Below are records; quote them exactly from the first line through the line that contains "When I right".

*** Block opens ***

Issue #421, opened 2015-11-04
Launching map gets stuck at 24% "Launching delegate..." and Eclipse uses 650+ MB RAM


Cokemonkey11:
![image](https://cloud.githubusercontent.com/assets/1418966/10954852/c9b5f786-8347-11e5-851e-c3547e771817.png)

It happens to be a new map that has not yet been successfully run by wurst.

I launch it by right clicking the w3x file in eclipse and selecting "run as Wurst".

Crigges:
My eclipse uses 2GB Ram if it is hungry so be be happy with 700MB

The launch seems to be stucked in a infinity loop. Better show us the console output instead of the progressbar.

Cokemonkey11:
I cleaned and rebuilt wurst, and deleted the `wurst/war3map.j` file and rebuilt by saving the map in wurstpack, then tried doing again "run as > wurst":

![image](https://cloud.githubusercontent.com/assets/1418966/10983071/7f43fef2-8408-11e5-91e4-e7f564197936.png)

Wurst console only shows:

```
building project rise-of-daolmir, please wait ...
```

Crigges:
Looks like you are using a old wurstscript version.

Cokemonkey11:
@Crigges nope, it's the newest clean build from peq/Wurstscript/master

Crigges:
Start eclipse via the eclipsec.exe and show us the cmd output.

Cokemonkey11:
When I right click map and select "run as > wurst" I get different errors sometimes, it seems. In this particular example:

![image](https://cloud.githubusercontent.com/assets/1418966/11020893/215be3b0-8627-11e5-9f79-7dc6ac50c002.png)

And here is the output of eclipsec.exe -

https://gist.github.com/Cokemonkey11/8b9494bd99540559bc4d

Crigges:
JMpq-v2 is used instead of v3. This was fixed a few commits ago. Check the stacktrace on your own:
The stacktrace points to:
  at de.peeeq.eclipsewurstplugin.console.WurstREPL.compileScript(WurstREPL.java:641)

This is the line:
https://github.com/peq/WurstScript/blob/master/EclipseWurstPlugin/src/de/peeeq/eclipsewurstplugin/console/WurstREPL.java#L641

So since line 641 is ```}``` your eclipse plugin version is outdated.

Cokemonkey11:
Crigges, thanks a lot for the help so far.

[...]

PR #458, opened 2016-07-16
Updated jmpq3

Crigges:
The old old jar was causing some bugs, which should be fixed now. See #421


Frotty:
"should be" or did you actually test it for once?

Crigges:
I was able to reproduce the bug inside the jmpq libary. After the fix the same piece of code was working. I aswell tested the new .jar inside the we without any problems.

*** Block closes ***

Written reply:
Issue #421, opened 2015-11-04
Launching map gets stuck at 24% "Launching delegate..." and Eclipse uses 650+ MB RAM


Cokemonkey11:
![image](https://cloud.githubusercontent.com/assets/1418966/10954852/c9b5f786-8347-11e5-851e-c3547e771817.png)

It happens to be a new map that has not yet been successfully run by wurst.

I launch it by right clicking the w3x file in eclipse and selecting "run as Wurst".

Crigges:
My eclipse uses 2GB Ram if it is hungry so be be happy with 700MB

The launch seems to be stucked in a infinity loop. Better show us the console output instead of the progressbar.

Cokemonkey11:
I cleaned and rebuilt wurst, and deleted the `wurst/war3map.j` file and rebuilt by saving the map in wurstpack, then tried doing again "run as > wurst":

![image](https://cloud.githubusercontent.com/assets/1418966/10983071/7f43fef2-8408-11e5-91e4-e7f564197936.png)

Wurst console only shows:

```
building project rise-of-daolmir, please wait ...
```

Crigges:
Looks like you are using a old wurstscript version.

Cokemonkey11:
@Crigges nope, it's the newest clean build from peq/Wurstscript/master

Crigges:
Start eclipse via the eclipsec.exe and show us the cmd output.

Cokemonkey11:
When I right click map and select "run as > wurst" I get different errors sometimes, it seems. In this particular example:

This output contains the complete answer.